→ Provided information
PR #1243, opened 2017-12-14
DO NOT MERGE Experimental change to clamp poet wait times.

dcmiddle:
This change should not be merged into master.

Clamp one of the wait time variables to cut off long tail of
exponentially distributed wait times.


dcmiddle:
this was a red herring. the actual likelihood of this event is something like (1/10)^n where n is your validator population size.

PR #1250, opened 2017-12-17
Improve logging around poet block initialization

dcmiddle:


dcmiddle:
#1262 is a better solution

PR #1253, opened 2017-12-18
More lint stuff, add web socket subscription test

nick-drozd:
1. In a shocking coincidence, a new version of `pylint` was released the day after I merged [the last lint PR](https://github.com/hyperledger/sawtooth-core/pull/1235). This PR fixes the new issues raised (and some old ones that were missed previously).

2. I was having so much fun running Python formatters that I figured I would try running one on the Javascript code to see what happened. This PR updates the JS SDK code to comply with [Standard JS](https://standardjs.com/). Running the `standard` formatter also led me to find that

3. `test_web_socket_subscription` didn't get added to `run_tests`. I added it.

### DIFF
--- a/.gitignore
+++ b/.gitignore
@@ -17,13 +17,6 @@
 /.idea/
 *.sublime*
 
-# Exclude vagrant and config files in the tools/ directory
-/tools/.vagrant/
-/tools/conf-local.sh
-/tools/vagrant.local.yaml
-/tools/cache/
-/tools/ubuntu-xenial-16.04-cloudimg-console.log
-
 # Exclude poet build artifacts
 /consensus/**/__pycache__/
 /consensus/**/build/
@@ -47,8 +40,6 @@
 /cli/build/
 /cli/sawtooth_cli/protobuf/
 /cli/**/__pycache__/
-
-/core/sawtooth_core.egg-info/
 
 /families/**/__pycache__/
 /families/settings/sawtooth_settings/protobuf/
--- a/sdk/examples/intkey_javascript/index.js
+++ b/sdk/examples/intkey_javascript/index.js
@@ -17,7 +17,7 @@
 
 'use strict'
 
-const {TransactionProcessor} = require('sawtooth-sdk/processor')
+const { TransactionProcessor } = require('sawtooth-sdk/processor')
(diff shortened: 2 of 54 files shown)


sdk/examples/intkey_javascript/index.js
```diff
@@ -17,7 +17,7 @@
 
 'use strict'
 
-const {TransactionProcessor} = require('sawtooth-sdk/processor')
```
peterschwarz: Were these changes based on the output from Standard.js?  If not, this commit should be dropped

nick-drozd: `standard` is not very rigorous. In particular, it doesn't care about line length (see https://github.com/standard/standard/issues/28). But the long lines certainly need to be taken care of, if for no other reason than that they make the docs look bad:

screen shot 2017-12-18 at 2 04 32 pm

I don't care about stuff like 
```
-const {Message} = require('../protobuf')
+const { Message } = require('../protobuf')
```
but I do think that most of these changes are worth making.

peterschwarz: I just want to ensure that the changes being made are consistent with Standard JS.  If so, I'll approve it.

peterschwarz: You could also pull the Javascript changes into a separate PR, since they're unrelated to fixes  to get the build to pass

nick-drozd: The changes here are a strict superset of what is required by `standard`.

.gitignore
```diff
@@ -13,17 +13,6 @@
 # limitations under the License.
 # ------------------------------------------------------------------------------
 
-# Exclude IDE and Editor files
-/.idea/
-*.sublime*
```
dcmiddle: We should still ignore these

validator/sawtooth_validator/state/merkle.py
```diff
@@ -43,7 +44,7 @@ def _yield_iter(self, path, hash_key):
         try:
             node = self._get_by_addr(path)
         except KeyError:
-            raise StopIteration()
```
peterschwarz: This change actual changes behaviour.  It should remain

→ How to complete this task
Print the line that contains "nick-drozd: The changes" and each line after it up to the end of the listing, exactly as written.

→ Result for this exercise
nick-drozd: The changes here are a strict superset of what is required by `standard`.

.gitignore
```diff
@@ -13,17 +13,6 @@
 # limitations under the License.
 # ------------------------------------------------------------------------------
 
-# Exclude IDE and Editor files
-/.idea/
-*.sublime*
```
dcmiddle: We should still ignore these

validator/sawtooth_validator/state/merkle.py
```diff
@@ -43,7 +44,7 @@ def _yield_iter(self, path, hash_key):
         try:
             node = self._get_by_addr(path)
         except KeyError:
-            raise StopIteration()
```
peterschwarz: This change actual changes behaviour.  It should remain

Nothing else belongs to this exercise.